• _TASK DIRECTIONS_
Please return all lines of the data below containing the string "hard".

____________

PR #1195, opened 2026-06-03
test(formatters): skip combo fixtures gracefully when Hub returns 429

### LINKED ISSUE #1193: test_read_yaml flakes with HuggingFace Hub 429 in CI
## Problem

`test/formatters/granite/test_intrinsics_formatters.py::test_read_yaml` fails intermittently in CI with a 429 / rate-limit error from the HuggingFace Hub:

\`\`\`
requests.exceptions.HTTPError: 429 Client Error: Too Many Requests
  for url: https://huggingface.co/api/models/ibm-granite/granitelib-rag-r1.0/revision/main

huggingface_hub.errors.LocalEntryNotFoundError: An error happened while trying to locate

____________

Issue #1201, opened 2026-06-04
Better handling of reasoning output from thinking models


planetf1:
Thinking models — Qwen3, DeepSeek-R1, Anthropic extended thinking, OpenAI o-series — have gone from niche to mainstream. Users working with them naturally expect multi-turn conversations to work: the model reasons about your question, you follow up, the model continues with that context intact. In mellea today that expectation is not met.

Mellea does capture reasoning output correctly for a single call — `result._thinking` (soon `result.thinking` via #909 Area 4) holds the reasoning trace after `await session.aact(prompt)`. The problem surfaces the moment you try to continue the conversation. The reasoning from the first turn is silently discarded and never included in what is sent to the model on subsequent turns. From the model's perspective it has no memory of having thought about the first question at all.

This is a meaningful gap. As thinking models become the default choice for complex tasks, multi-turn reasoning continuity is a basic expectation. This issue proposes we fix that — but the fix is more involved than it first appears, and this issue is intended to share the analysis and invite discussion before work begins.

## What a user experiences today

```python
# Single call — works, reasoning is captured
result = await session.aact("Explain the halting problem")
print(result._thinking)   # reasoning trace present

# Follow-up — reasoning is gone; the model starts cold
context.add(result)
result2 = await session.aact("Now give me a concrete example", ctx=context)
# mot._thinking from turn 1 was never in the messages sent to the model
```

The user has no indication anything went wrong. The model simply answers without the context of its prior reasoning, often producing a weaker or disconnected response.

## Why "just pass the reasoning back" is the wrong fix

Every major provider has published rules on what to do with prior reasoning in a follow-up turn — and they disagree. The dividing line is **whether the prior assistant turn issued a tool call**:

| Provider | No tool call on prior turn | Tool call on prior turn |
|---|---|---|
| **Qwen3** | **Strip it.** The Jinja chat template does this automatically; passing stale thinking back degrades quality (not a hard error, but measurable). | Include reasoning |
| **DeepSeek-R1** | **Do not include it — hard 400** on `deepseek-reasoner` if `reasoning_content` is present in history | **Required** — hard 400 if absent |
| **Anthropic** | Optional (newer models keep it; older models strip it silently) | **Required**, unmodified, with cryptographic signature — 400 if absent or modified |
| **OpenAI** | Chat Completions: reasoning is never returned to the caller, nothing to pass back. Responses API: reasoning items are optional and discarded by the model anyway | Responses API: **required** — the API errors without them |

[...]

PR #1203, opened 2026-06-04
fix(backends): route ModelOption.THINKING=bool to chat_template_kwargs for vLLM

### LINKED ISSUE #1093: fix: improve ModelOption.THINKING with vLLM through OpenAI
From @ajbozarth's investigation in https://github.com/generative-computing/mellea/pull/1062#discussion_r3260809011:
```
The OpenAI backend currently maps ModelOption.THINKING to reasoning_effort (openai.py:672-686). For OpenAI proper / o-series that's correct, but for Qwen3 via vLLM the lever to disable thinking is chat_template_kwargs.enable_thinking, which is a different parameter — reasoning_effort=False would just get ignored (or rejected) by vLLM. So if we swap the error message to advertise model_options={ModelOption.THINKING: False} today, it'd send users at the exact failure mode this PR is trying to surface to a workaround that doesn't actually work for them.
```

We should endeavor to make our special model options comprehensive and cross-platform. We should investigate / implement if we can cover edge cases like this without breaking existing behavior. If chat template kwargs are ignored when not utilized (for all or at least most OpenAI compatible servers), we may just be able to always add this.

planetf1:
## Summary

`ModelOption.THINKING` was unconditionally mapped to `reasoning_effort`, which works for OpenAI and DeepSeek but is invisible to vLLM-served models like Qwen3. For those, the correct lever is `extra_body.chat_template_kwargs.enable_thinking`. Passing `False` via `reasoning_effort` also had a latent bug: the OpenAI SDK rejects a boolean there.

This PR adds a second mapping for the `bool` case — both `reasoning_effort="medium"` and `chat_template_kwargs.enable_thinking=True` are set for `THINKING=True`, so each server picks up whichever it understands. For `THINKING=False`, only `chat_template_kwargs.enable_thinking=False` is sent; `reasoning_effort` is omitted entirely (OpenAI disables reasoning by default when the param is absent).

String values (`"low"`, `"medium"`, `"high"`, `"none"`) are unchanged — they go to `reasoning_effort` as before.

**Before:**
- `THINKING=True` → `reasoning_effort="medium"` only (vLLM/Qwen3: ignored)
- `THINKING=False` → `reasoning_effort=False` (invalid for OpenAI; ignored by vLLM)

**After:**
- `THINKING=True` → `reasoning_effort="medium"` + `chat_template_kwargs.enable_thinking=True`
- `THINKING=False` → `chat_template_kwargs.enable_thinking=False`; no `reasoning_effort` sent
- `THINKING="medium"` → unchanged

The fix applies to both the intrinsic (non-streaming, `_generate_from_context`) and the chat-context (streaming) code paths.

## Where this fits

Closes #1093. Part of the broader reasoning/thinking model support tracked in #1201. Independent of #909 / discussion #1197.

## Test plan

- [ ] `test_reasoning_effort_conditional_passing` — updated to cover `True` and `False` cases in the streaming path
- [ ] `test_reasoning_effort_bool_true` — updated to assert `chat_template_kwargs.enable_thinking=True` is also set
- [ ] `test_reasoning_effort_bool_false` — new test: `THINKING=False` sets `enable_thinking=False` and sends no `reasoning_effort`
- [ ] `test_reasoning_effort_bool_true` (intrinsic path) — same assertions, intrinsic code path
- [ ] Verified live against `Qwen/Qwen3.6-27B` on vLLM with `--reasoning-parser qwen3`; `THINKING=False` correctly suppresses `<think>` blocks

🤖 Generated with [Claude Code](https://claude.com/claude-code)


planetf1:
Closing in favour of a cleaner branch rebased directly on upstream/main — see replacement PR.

____________

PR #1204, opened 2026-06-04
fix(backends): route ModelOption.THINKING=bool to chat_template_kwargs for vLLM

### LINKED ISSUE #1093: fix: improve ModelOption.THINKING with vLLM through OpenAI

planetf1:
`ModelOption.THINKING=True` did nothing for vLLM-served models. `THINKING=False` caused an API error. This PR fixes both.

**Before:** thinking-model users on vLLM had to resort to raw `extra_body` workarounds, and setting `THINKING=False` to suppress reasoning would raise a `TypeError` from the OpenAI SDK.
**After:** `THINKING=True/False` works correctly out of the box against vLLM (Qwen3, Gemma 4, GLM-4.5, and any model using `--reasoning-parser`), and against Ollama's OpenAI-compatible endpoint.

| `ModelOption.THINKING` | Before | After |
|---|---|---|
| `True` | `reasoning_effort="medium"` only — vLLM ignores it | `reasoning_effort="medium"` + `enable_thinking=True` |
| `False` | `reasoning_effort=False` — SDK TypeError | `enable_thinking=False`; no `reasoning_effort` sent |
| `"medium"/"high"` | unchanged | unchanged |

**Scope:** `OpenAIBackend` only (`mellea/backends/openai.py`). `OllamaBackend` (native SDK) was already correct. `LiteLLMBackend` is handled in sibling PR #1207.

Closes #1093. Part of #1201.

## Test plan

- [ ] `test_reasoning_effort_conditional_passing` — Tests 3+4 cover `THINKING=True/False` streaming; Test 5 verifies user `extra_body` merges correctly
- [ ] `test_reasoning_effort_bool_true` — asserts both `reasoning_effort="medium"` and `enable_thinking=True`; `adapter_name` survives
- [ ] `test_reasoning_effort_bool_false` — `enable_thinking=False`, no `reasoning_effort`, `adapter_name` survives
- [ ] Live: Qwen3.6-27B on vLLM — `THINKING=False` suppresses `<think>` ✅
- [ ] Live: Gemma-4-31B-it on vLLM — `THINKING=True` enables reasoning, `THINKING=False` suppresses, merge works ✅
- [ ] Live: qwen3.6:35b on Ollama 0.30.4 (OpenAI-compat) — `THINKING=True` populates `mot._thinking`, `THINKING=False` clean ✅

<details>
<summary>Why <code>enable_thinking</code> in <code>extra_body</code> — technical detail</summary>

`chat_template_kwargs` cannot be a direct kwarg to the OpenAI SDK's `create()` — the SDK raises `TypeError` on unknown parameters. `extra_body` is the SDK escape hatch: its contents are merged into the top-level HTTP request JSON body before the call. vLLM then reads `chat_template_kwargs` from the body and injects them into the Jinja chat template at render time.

____________

• _RESPONSE BOX_
| **Qwen3** | **Strip it.** The Jinja chat template does this automatically; passing stale thinking back degrades quality (not a hard error, but measurable). | Include reasoning |
| **DeepSeek-R1** | **Do not include it — hard 400** on `deepseek-reasoner` if `reasoning_content` is present in history | **Required** — hard 400 if absent |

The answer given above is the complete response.